→ Goal of the exercise: This exercise asks for the records to be retyped exactly as they read.

(Supplied material Opens)

Issue #228, opened 2019-09-23
Reconsider simulator interface


nmigen-issue-migration:
<a href="https://github.com/whitequark"><img src="https://avatars1.githubusercontent.com/u/54771?v=4" align="left" width="96" height="96" hspace="10"></img></a> **Issue by [whitequark](https://github.com/whitequark)**
_Monday Sep 23, 2019 at 08:52 GMT_
_Originally opened as https://github.com/m-labs/nmigen/issues/228_

----

The oMigen simulator had a strange interface where user processes would run after a clock edge, but before synchronous signals assume their new value. Not only it is very hard to use and bug-prone (my simulation testing workflow, for example, involves adding `yield` until tests pass...), but it also makes certain patterns impossible! For example, let's consider the `FIFOInterface.write()` simulation function:

```python
def write(self, data):
    """Write method for simulation."""
    assert (yield self.w_rdy)
    yield self.w_data.eq(data)
    yield self.w_en.eq(1)
    yield
    yield self.w_en.eq(0)
    yield
```

It *has* to take two clock cycles. This is because, after the first `yield`, it is not yet possible to read the new value of `self.w_rdy`; running `(yield self.w_rdy)` would return the value from the previous cycle. To make sure it's updated, it is necessary to deassert `self.w_en`, and waste another cycle doing nothing.

Because of this, I've removed these methods from nMigen FIFOInterface in a57b76fb.

I think we should look at prior art for cosimulation (cocotb?) and adopt a usage pattern that is easier to use. This is complicated by the fact that it is desirable to run oMigen testbenches unmodified.

andresdemski:
Hello,
I made a simple cxxrtl wrapper where i implemented an interface similar to COCOTB for nMigen.

https://github.com/andresdemski/nmigen-yosim

I know @whitequark is going to add an official cxxrtl support, take this just as an API proposal and don't look at the implementation please (i'm not C++ developer).

Some interesting features of "yosim":
* rising_edge, falling_edge and timer triggers are implemented
* configurable sim step
* vcd support (you can choose which signals you want to dump)
* fork and join capabilities
* the scheduller and triggers are in C++

whitequark:
> take this just as an API proposal

[...]

PR #348, opened 2020-04-07
back.pysim performance improvements

sjolsen:
I'm not sure how high a priority the Python simulation backend is or whether it's worth making the structural changes to hdl.ast to optimize hashing, but I figured I would share what I've figured out so far in case it's useful. Please let me know what you think.

The changes here fall roughly into the following categories:

- Fixing what I believe to be the intent behind curr/next comparisons, and avoiding doing work where (I think) it's known there is no work to be done
- Optimizing the hashing of Value/Signal/Statement key objects, since this is done in a few very frequently traversed code paths
- Caching compilation results (from hdl.ast to what I believe is Python bytecode)
- Micro-optimizations. I think the only one that made it through was the VCD hash table lookup, and it's pretty marginal at this point

I used the following simulation to make performance measurements: [sim_perf_test.py](https://github.com/sjolsen/nmigen-nexys/blob/master/test/sim_perf_test.py). I have perf data for each commit in the chain, both with and without VCD output enabled. I can see about uploading them somewhere if there's interest, but in the meantime here's a summary:

With no VCD output:

Commit | Description | Time elapsed (s) | Reduction (incr.) | Reduction (cum.)
-- | -- | -- | -- | --
bb1bbcc5 | hdl.mem: fix source location of ReadPort.en. | 116.8 | -- | --
52e30bc8 | back.pysim: Fix curr=next optimizations | 90.77 | 22.29% | 22.29%
6902c99a | hdl.ast: Intern value/statement keys off the hot path | 80.74 | 11.05% | 30.87%
642e4774 | back.pysim: Cache compilation results | 32.17 | 60.16% | 72.46%
d1fe3c63 | back.pysim: Reuse clock simulation commands | 25.29 | 21.39% | 78.35%
65405683 | back.pysim: Eliminate duplicate dict lookup in VCD update | 24.88 | 1.62% | 78.70%

With VCD output enabled:

Commit | Description | Time elapsed (s) | Reduction (incr.) | Reduction (cum.)
-- | -- | -- | -- | --
bb1bbcc5 | hdl.mem: fix source location of ReadPort.en. | 152.6 | -- | --
52e30bc8 | back.pysim: Fix curr=next optimizations | 127.4 | 16.51% | 16.51%
6902c99a | hdl.ast: Intern value/statement keys off the hot path | 118 | 7.38% | 22.67%
642e4774 | back.pysim: Cache compilation results | 66.94 | 43.27% | 56.13%
d1fe3c63 | back.pysim: Reuse clock simulation commands | 57.16 | 14.61% | 62.54%
65405683 | back.pysim: Eliminate duplicate dict lookup in VCD update | 53.25 | 6.84% | 65.10%

I did run the nMigen unit tests, but I haven't figured out yet how to set up sby on Windows so I don't know whether those tests are broken by my changes.

### DIFF
--- a/nmigen/hdl/ast.py
+++ b/nmigen/hdl/ast.py
@@ -108,7 +108,69 @@ def signed(width):
     return Shape(width, signed=True)
 
 
-class Value(metaclass=ABCMeta):
+class _Internable(object):
+
+    class _Intern(object):
+        """Interned object representation suitable for fast hash lookups."""
+        def __init__(self, obj, properties, ordered=False):
+            super().__init__()
+            self.obj = obj
+            self.properties = properties
+            self.ordered = ordered
+            self._hash = hash(self.properties)
+
+        def __hash__(self):
+            return self._hash
+
+        def __eq__(self, other):
+            if type(self.obj) is not type(other.obj):
+                return False
+            return self.properties == other.properties
+
+        def __lt__(self, other):
+            if type(self.obj) is not type(other.obj):
+                raise TypeError(f"No ordering defined for objects of differing "
+                                f"type: {self!r} and {other!r}")
+            if not self.ordered:
+                raise TypeError(f"No ordering defined for object {self!r}")
+            if not other.ordered:
+                raise TypeError(f"No ordering defined for object {other!r}")
+            return self.properties < other.properties
+
+        def __repr__(self):
+            return "<{}._Internable._Intern {!r}>".format(__name__, self.obj)
+
+    class _Unhashable(object):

(Supplied material Closes)

→ Written solution:
Issue #228, opened 2019-09-23
Reconsider simulator interface


nmigen-issue-migration:
<a href="https://github.com/whitequark"><img src="https://avatars1.githubusercontent.com/u/54771?v=4" align="left" width="96" height="96" hspace="10"></img></a> **Issue by [whitequark](https://github.com/whitequark)**
_Monday Sep 23, 2019 at 08:52 GMT_
_Originally opened as https://github.com/m-labs/nmigen/issues/228_

----

The oMigen simulator had a strange interface where user processes would run after a clock edge, but before synchronous signals assume their new value. Not only it is very hard to use and bug-prone (my simulation testing workflow, for example, involves adding `yield` until tests pass...), but it also makes certain patterns impossible! For example, let's consider the `FIFOInterface.write()` simulation function:

```python
def write(self, data):
    """Write method for simulation."""
    assert (yield self.w_rdy)
    yield self.w_data.eq(data)
    yield self.w_en.eq(1)
    yield
    yield self.w_en.eq(0)
    yield
```

It *has* to take two clock cycles. This is because, after the first `yield`, it is not yet possible to read the new value of `self.w_rdy`; running `(yield self.w_rdy)` would return the value from the previous cycle. To make sure it's updated, it is necessary to deassert `self.w_en`, and waste another cycle doing nothing.

Because of this, I've removed these methods from nMigen FIFOInterface in a57b76fb.

I think we should look at prior art for cosimulation (cocotb?) and adopt a usage pattern that is easier to use. This is complicated by the fact that it is desirable to run oMigen testbenches unmodified.

andresdemski:
Hello,
I made a simple cxxrtl wrapper where i implemented an interface similar to COCOTB for nMigen.

https://github.com/andresdemski/nmigen-yosim

I know @whitequark is going to add an official cxxrtl support, take this just as an API proposal and don't look at the implementation please (i'm not C++ developer).

Some interesting features of "yosim":
* rising_edge, falling_edge and timer triggers are implemented
* configurable sim step
* vcd support (you can choose which signals you want to dump)
* fork and join capabilities
* the scheduller and triggers are in C++

whitequark:
> take this just as an API proposal

[...]

PR #348, opened 2020-04-07
back.pysim performance improvements

sjolsen:
I'm not sure how high a priority the Python simulation backend is or whether it's worth making the structural changes to hdl.ast to optimize hashing, but I figured I would share what I've figured out so far in case it's useful. Please let me know what you think.

The changes here fall roughly into the following categories:

- Fixing what I believe to be the intent behind curr/next comparisons, and avoiding doing work where (I think) it's known there is no work to be done
- Optimizing the hashing of Value/Signal/Statement key objects, since this is done in a few very frequently traversed code paths
- Caching compilation results (from hdl.ast to what I believe is Python bytecode)
- Micro-optimizations. I think the only one that made it through was the VCD hash table lookup, and it's pretty marginal at this point

I used the following simulation to make performance measurements: [sim_perf_test.py](https://github.com/sjolsen/nmigen-nexys/blob/master/test/sim_perf_test.py). I have perf data for each commit in the chain, both with and without VCD output enabled. I can see about uploading them somewhere if there's interest, but in the meantime here's a summary:

With no VCD output:

Commit | Description | Time elapsed (s) | Reduction (incr.) | Reduction (cum.)
-- | -- | -- | -- | --
bb1bbcc5 | hdl.mem: fix source location of ReadPort.en. | 116.8 | -- | --
52e30bc8 | back.pysim: Fix curr=next optimizations | 90.77 | 22.29% | 22.29%
6902c99a | hdl.ast: Intern value/statement keys off the hot path | 80.74 | 11.05% | 30.87%
642e4774 | back.pysim: Cache compilation results | 32.17 | 60.16% | 72.46%
d1fe3c63 | back.pysim: Reuse clock simulation commands | 25.29 | 21.39% | 78.35%
65405683 | back.pysim: Eliminate duplicate dict lookup in VCD update | 24.88 | 1.62% | 78.70%

With VCD output enabled:

Commit | Description | Time elapsed (s) | Reduction (incr.) | Reduction (cum.)
-- | -- | -- | -- | --
bb1bbcc5 | hdl.mem: fix source location of ReadPort.en. | 152.6 | -- | --
52e30bc8 | back.pysim: Fix curr=next optimizations | 127.4 | 16.51% | 16.51%
6902c99a | hdl.ast: Intern value/statement keys off the hot path | 118 | 7.38% | 22.67%
642e4774 | back.pysim: Cache compilation results | 66.94 | 43.27% | 56.13%
d1fe3c63 | back.pysim: Reuse clock simulation commands | 57.16 | 14.61% | 62.54%
65405683 | back.pysim: Eliminate duplicate dict lookup in VCD update | 53.25 | 6.84% | 65.10%

I did run the nMigen unit tests, but I haven't figured out yet how to set up sby on Windows so I don't know whether those tests are broken by my changes.

### DIFF
--- a/nmigen/hdl/ast.py
+++ b/nmigen/hdl/ast.py
@@ -108,7 +108,69 @@ def signed(width):
     return Shape(width, signed=True)
 
 
-class Value(metaclass=ABCMeta):
+class _Internable(object):
+
+    class _Intern(object):
+        """Interned object representation suitable for fast hash lookups."""
+        def __init__(self, obj, properties, ordered=False):
+            super().__init__()
+            self.obj = obj
+            self.properties = properties
+            self.ordered = ordered
+            self._hash = hash(self.properties)
+
+        def __hash__(self):
+            return self._hash
+
+        def __eq__(self, other):
+            if type(self.obj) is not type(other.obj):
+                return False
+            return self.properties == other.properties
+
+        def __lt__(self, other):
+            if type(self.obj) is not type(other.obj):
+                raise TypeError(f"No ordering defined for objects of differing "
+                                f"type: {self!r} and {other!r}")
+            if not self.ordered:
+                raise TypeError(f"No ordering defined for object {self!r}")
+            if not other.ordered:
+                raise TypeError(f"No ordering defined for object {other!r}")
+            return self.properties < other.properties
+
+        def __repr__(self):
+            return "<{}._Internable._Intern {!r}>".format(__name__, self.obj)
+
+    class _Unhashable(object):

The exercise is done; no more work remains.